Dear all,
I have a question regarding the proper way of calculating the value of both the unconditional and conditional (upon starting from the steady state) welfare measure. From what I see after browsing similar questions here in the forum, in Dynare the unconditional welfare corresponds to the unconditional ergodic mean of the welfare variable:
By contrast, the conditional welfare criterion (upon starting in the steady state) is given by the constant in the policy and transition functions output that Dynare produces. Guess its interpretation is…the conditional ergodic mean which in a 2nd order approximation is different from the steady state. The way I compute is:
Is that right? I am asking since I obtain very weird values for the conditional welfare both in sign and in values as they are very different from the unconditional welfare measure.
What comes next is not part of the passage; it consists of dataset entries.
PR #173, opened 2017-01-10
Reduce SVG and PNG resource size

IlyaBizyaev:
All of the changes are losless.


IlyaBizyaev:
The following scripts were used to reduce image sizes:
```
from os import system
 
f = open("svg.txt")
files = f.readlines()
for item in files:
        system("inkscape -z --verb=FileVacuum ./compress/"+item)
f.close()
```

```
from os import system
 
f = open("png.txt")
files = f.readlines()
for item in files:
        system("optipng -o7 ./GCompris-qt/"+item)
f.close()
```

"svg.txt" and "png.txt" are text documents with lists of relative paths to images, produced with the _find_ shell command.
Inkscape and Optimage were installed from openSUSE repositories.

petitlapin:
I merged it directly in the kde master. Thank you!

PR #177, opened 2017-01-27
Add a mark where lines can't be drawn for activities "drawnumber" and "drawletter"

RudraNilBasu:
Previously a node was disabled whenever clicked. Adding an indicator to the last node will
make it easier to visualise from where the line is to be drawn, especially in the case of the very first node, where the node just disappears (http://pasteboard.co/r5PZTPZ9I.png and http://pasteboard.co/r5Y30iNiF.png ).


RudraNilBasu:
@petitlapin changes made since the last commit: 
* removed redpoint, used better marker for the point
* instead of marking the previously traversed node every time,
it marks the positions when a line cannot be drawn, ie:
  * clicking on the first node
  * between nodes where no line needs to be drawn

petitlapin:
applied directly in master. Thank you!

Yes, that is correct. If you are in the steady state, you can use the steady state plus the uncertainty correction. You can cross check this with
initial_condition_states = repmat(oo_.dr.ys,1,M_.maximum_lag); %get steady state as initial condition
shock_matrix = zeros(1,M_.exo_nbr); %create shock matrix with number of time periods in rows
y_sim = simult_(initial_condition_states,oo_.dr,shock_matrix,options_.order); %simulate one period to get value
Welfare_con_2=y_sim(Welfare_pos,2)*100; %read out gap
as in
The interpretation is that this is the welfare conditional on being in the steady state, but factoring in that the model is stochastic, i.e. that shocks in the future may happen.
I am not sure I understand your post. For conditional welfare, you take the first element of the simulation without shocks, not the last one of a long simulation.
Deterministic Steady State: when we want to compute the conditional welfare, usually we start/perturb the economy from this type of steady state. At the steady state, there are no shocks.
Risky Steady State: despite no shocks, the agent observes the distribution of the shocks that may hit the economy in future, e.g. standard deviation \sigma. In this context, we simulate long sequences of endogenous variables at a higher order to see they will converge to the risky steady state or the stochastic steady state.
Ergodic/unconditional mean: We get this value by simulating the economy with shocks after a long-run period to compute the unconditional welfare.
Is unconditional welfare another name for steady-state welfare as mentioned in other posts? Seems like it.
I guess steady-state welfare is something like Wss = Uss + bet* Uss?
Assuming you solved analytically for Uss, then I guess you don’t need to use simulated data of average welfare with shocks to compute unconditional welfare, right? Thanks!!
No, welfare at the steady state is conditional welfare (conditional on the steady state). In a nonlinear model, the average over all states and shocks is not the steady state, so unconditional welfare is different.
But the conditions underlying conditional welfare can be different, right?
Like in Gali’s book, welfare is conditioned, for example, on cost-push shocks, I guess. But we can also have conditional welfare conditioned on a stochastic steady-state, and conditional welfare conditioned on a deterministic steady-state and transitional path?
Whatever type is the conditional welfare, by taking the average, we get unconditional welfare? Like in Gali’s book, is this a conditional welfare loss function, conditioned on shocks?
And the average welfare loss per period would be unconditional?
Hi @HelloDynare, if I may ask. What is long-run here? If you create a variable W = U + bet* U(+1), simulate the model and compute mean of W, you get conditional welfare (per this thread Welfare computation). But if you take the mean in the long run, then you get unconditional welfare? Thanks!
The difference is about the information set of the expectations operator. Conditional welfare using conditional expectations, i.e. conditional on some information about the state today as well as potentially information on future shocks. For unconditional welfare, we use unconditional expectations.
If your system is ergodic, then the time average will correspond to expected value.
But how long should the time be for the average of (W = U + bet* U(+1)) be to be considered unconditional assuming the system is ergodic. And how short should the time be for W to be considered conditional?
I am lost here. Check the convergence of? The model?
I think I get the concept. Like on the other thread. E(welfare) is unconditional welfare, and it does not depend on any conditions or shocks. E_t(welfare), on the hand, is conditional welfare. But it is still not clear to me how to do that in dynare…
Say I have policy functions for utility and welfare in the mod file:
U = (1-sigma)*C
Welfare = U+ beta*Welfare(+1)
The unconditional welfare is saved in oo_.mean after simulation. Do I need to set periods=100000? And how to get conditional welfare from dynare?
I know we can rewrite welfare functions in other ways, but generally, all oo_ variables are unconditional? Say I have a different welfare function;
I would like to calculate the welfare difference due to changing a particular parameter in my model and want to see is it welfare increasing or decreasing when I change the parameter. In order to do so, I am calculating consumption equivalent between two welfare values like this: \lambda = exp((1-\beta)(V_1-V_0))-1
Is this a legit method to calculate the welfare difference? I am keep all shocks in the model active in this case. Would conditional welfare would be the case where I keep just one shock active and switching off others?